Issue #2269, opened 2016-08-28
Build the doc with CircleCI?


emmanuelle:
At the moment, when a change is made to the documentation, the persons who are reviewing the PR have to (or should :-)) fetch the corresponding branch and build the doc on their machine. We could maybe use CircleCI and configure it to build the doc, so that it would be possible to see the new doc online, without having to build it locally.

What do you think?

sciunto:
I think there are pro and cons. Clearly, it will make our life easier for PR where new features with documentation are added because very often screenshots are not attached. On the other way, it will take time to setup and to maintain just because we don't have a hand on these servers and we will depend on them if them change anything in the configuration. For travis for example, we have to spend quite a lot of time to my taste to maintain configurations just because we do not always have the right versions or so.

soupault:
I agree, that would be a nice thing to have, although I've no idea how to approach it.
Basically speaking, we would like to have a fair web-deployed copy of documentation tree for each existing PR. That's a huge overhead.

Reasonable alternative is to enable `artifacts creation` for Travis (quick googling has indicated that there is such an option https://blog.travis-ci.com/2012-12-18-travis-artifacts/. In any case, at least AppVeyor has it), where on each commit a PR is not just being built, but also the outcomes of the building process are stored. This way, one could download automatically built copy of `skimage` and evaluate corresponding `.html` doc files. That is already much faster than manual building. To reduce the overhead for storing artifacts (I believe there is a limit of available storage for free accounts), we could save only `doc` folders as CI artifacts.
The most complex thing from my point of view is how do we select PRs of interest. At very rough estimate, only 20% of recent PRs introduce some changes to the documentation tree. Maybe we could use some of neat GitHub bots (for example, see https://github.com/rust-lang/cargo/pull/3039#issuecomment-242317255 and https://github.com/tensorflow/tensorflow/pull/3960#issuecomment-241488915) to detect if a PR changes anything in `doc` folder and trigger the corresponding option for Travis. This will, obviously, require some work to be implemented.

Finally, we have to developed a process to remove old/stored artifacts (applicable both for AppVeyor, Travis or even our website). Currently, I have no ideas how to make this work.

soupault:
Whoa! There is one more neat bot -> https://github.com/rust-lang/cargo/pull/3039#issuecomment-242478135 . This one can be triggered to automatically build and merge PRs. I we decide on this solution, I believe that it is not so hard to write a customized bots for our needs.

[...]

Issue #2097, opened 2016-05-21
Use stacklevel in warnings


stefanv:
When you do ``warn('blah')`` somewhere in scikit-image, the user gets *that* line-number whenever the warning is raised.  If the warning message is "you've used a deprecated keyword argument", e.g., the correct line to return is *where the user called skimage*.  To fix this, use the *correct* stacklevel argument in ``warn``.

For an example of correct usage, take a look at numpy.

blink1073:
Didn't we fix this in https://github.com/scikit-image/scikit-image/pull/1916?

meriki:
@stefanv @blink1073 Can I look into this?

blink1073:
Hi @meriki, yes, please!  At this point I believe the task is to make sure we always pass `stacklevel=2` in when we call `warnings.warn`.  It could be that #1916 already did that, in which case there is nothing more to do and we can close the issue.

arjunsuri:
@stefanv @blink1073 hey! I also want to look into the issue.

blink1073:
Sure, it is still an open question.

lagru:
The current implementation and usage introduced with #1916 doesn't show the behavior @stefanv intends. For that the default stacklevel would have to be 3 because `_shared.utils.warn` itself adds one stacklevel. This would cover most cases inside public functions. For callers that are more stacklevels deep this should be set manually. 

If you agree, I'll raise a PR.

Also, what was the reasoning for wrapping `warnings.warn`? I have a gut feeling that using `warnings.warn` would be more explicit and easier to read / understand.

hmaarrfk:
@lagru see https://github.com/scikit-image/scikit-image/pull/3438 help would be appreciated.

grlee77:
closed by #6183

PR #3245, opened 2018-07-05
FEAT: Flood fill in n-dimensions

### LINKED ISSUE #2876: Add flood fill algorithm

JDWarner:
# Flood fill has arrived!

Builds upon the excellent work in #3022 by @lagru.

I'm very excited to have this functionality in the package!  Took a bit of extra time, but I believe this is now fully general; adding the tolerance options makes it more generally useful.  Every option I can think of is included.  It's quite fast; should be suitable for interactive use in GUI widgets or similar.

Closes #2876.

Hopefully this can be backported to 0.14.

  later.


JDWarner:
Test failures appear entirely unrelated.

skimage/util/_flood_fill_cy.pyx
```diff
@@ -0,0 +1,212 @@
...
+    while queue_pop(queue_ptr, &current_index):
+        # Look at all neighboring samples
+        for i in range(neighbor_offsets.shape[0]):
+            neighbor = current_index + neighbor_offsets[i]
+
+            # Indexing sanity check
+            if neighbor < 0:
+                continue
+            if neighbor >= image.shape[0]:
+                continue
```
lagru: Instead of just continuing for faulty indices it may be possible to raise an error like so:
```python
if neighbor < 0 or neighbor >= image.shape[0]:
    with gil:
        raise RuntimeError("encountered invalid index {} in _flood_fill_do_equal"
                           .format(neighbor))
```
I can't image no performance penalty as acquiring the GIL is only performed if the if-statement evaluates to true but would raise a nice explicit error message.

skimage/util/_flood_fill_cy.pyx
```diff
@@ -0,0 +1,212 @@
...
+
+            # Shortcut if neighbor is already part of fill
+            if flags[neighbor] == UNKNOWN:
+                if image[neighbor] == seed_value:
+                # Neighbor is part of fill - but must check its neighbors too.
+                    flags[neighbor] = FILL
+                    queue_push(queue_ptr, &neighbor)
+                else:
+                    # Do not check this point again
+                    flags[neighbor] = NOT_FILL
```
lagru: I think this may possibly be simplified further.  If checking `flags[neighbor] == UNKNOWN` has nearly the same performance as `image[neighbor] == seed_value` omitting the outer if-else-clause (with the expensive `flags[neighbor] = NOT_FILL`) may have the same or better performance and nearly the same functionality:
```python
if image[neighbor] == seed_value:
    # Neighbor is part of fill - but must check its neighbors too.
    flags[neighbor] = FILL
    queue_push(queue_ptr, &neighbor)
```

May be worth trying out and doing a quick benchmark...

skimage/util/_flood_fill_cy.pyx
```diff
@@ -0,0 +1,212 @@
...
+            # Indexing sanity check
+            if neighbor < 0:
+                continue
+            if neighbor >= image.shape[0]:
+                continue
+
+            # Only do comparisons on points not (yet) part of fill
+            if flags[neighbor] == UNKNOWN:
+                if image[neighbor] <= high_tol:
+                    if image[neighbor] >= low_tol:
```
lagru: Is there a reason you are using two nested if-else-statements which could easily be merged? Is this for readability? 

Actually I think that
```python
if low_tol <= image[neighbor] <= high_tol:
    # Neighbor is in fill; must check its neighbors too.
    flags[neighbor] = FILL
    queue_push(queue_ptr, &neighbor)
else:
    flags[neighbor] = NOT_FILL
```
is clearer.

skimage/util/_flood_fill_cy.pyx
JDWarner: Before adding these there were frequent faults due to referencing invalid neighbors (easy to reproduce, just take these out and start any fill at the origin; watch the kernel crash).  These are common at edges, and just need to be excluded.

Happy to combine the if-conditionals here and elsewhere.

lagru: Ah I see, I didn't think of the difference between how this algorithm handles the image edge vs the one in #3022.

skimage/util/_flood_fill_cy.pyx
lagru: You're right, this would endlessly queue values again and again. However I still think that the last else-block with `flags[neighbor] = NOT_FILL` can be removed which should have a slight performance advantage. That point will be checked again anyway via other queued neighbors either in `== UNKOWN` or `== seed_value`.

JDWarner:
@lagru You were right, removing the additional logic flagging checked points actually was beneficial - small but significant (10-15%) reduction in runtime by chucking the whole thing.  Out it goes!

Also combined `if`-statements and some minor cleanup.

JDWarner:
@lagru Also happens you were right about handling borders; there was a serious bug where the fill wrapped around.  Returned to a similar approach as in extrema, regression tests added.

skimage/util/_flood_fill.py
```diff
@@ -0,0 +1,182 @@
+"""flood_fill.py - inplace flood fill algorithm
+
+This module provides a function to fill all equal (or within tolerance) values
+connected to a given seed point with a different value.
+"""
+
+import numpy as np
+
+
+def flood_fill(image, seed_point, new_value, selem=None, connectivity=None,
```
soupault: Before diving into the code, I'd like to propose some changes to the API.
For me, one of the most common use cases for `flood fill` is to color the image regions given their boundaries. For this purpose, I'd expect the parameter `seed_point` to accept also a list of points with the corresponding labels, or a ndarray with binary (`True` marks the seed points of the same object class) or uint mask (non-zero elements mark the seed points and their values indicate the class index). I understand, that the current implementation is just one loop away from this API, but it is the change, I think, worth making.
Another thing: could you, please, explicitly specify the supported dimensionalities of `image`?

JDWarner: There are not any restrictions on the rank of the input image.

I have a few reservations to complicating the API further.  First, our hypothetical user who wants to wield the tool multiple times can do so as easily as building that input list with multiple calls and the inplace kwarg.  Second, the output logic would branch much further; off the top of my head it would be dangerous to allow input like this and also permit indices to be true for memory reasons.  Third, with tolerance available the result of successive fills is not commutative and this will result in user confusion.

If such functionality would be desired it would entail a simple wrapper for any specific use case, but making it general is not trivial - and the added logic would slow its use as a low level tool.  If we wanted to ship a multi_fill function in the future that would be fine, exporting all of these issues to a separate function and discussion.

Open to potentially be convinced otherwise, but for now I think that is out scope here.

skimage/util/_flood_fill_cy.pyx
```diff
@@ -0,0 +1,190 @@
...
+                    ravelled_seed_idx, seed_value)
+            else:
+                _flood_fill_do_tol(image, flags, neighbor_offsets, &queue,
+                    ravelled_seed_idx, seed_value, high_tol, low_tol)
+        finally:
+            # Ensure that memory is released again
+            queue_exit(&queue)
+
+
+cdef inline void _flood_fill_do_equal(
```
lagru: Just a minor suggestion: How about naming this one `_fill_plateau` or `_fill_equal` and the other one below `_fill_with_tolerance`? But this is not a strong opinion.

● ● ● ● ● ● ●

## Task prompt
Working through the records, copy each line in which the word "algorithm" appears.

## Written solution
### LINKED ISSUE #2876: Add flood fill algorithm
lagru: Ah I see, I didn't think of the difference between how this algorithm handles the image edge vs the one in #3022.
+"""flood_fill.py - inplace flood fill algorithm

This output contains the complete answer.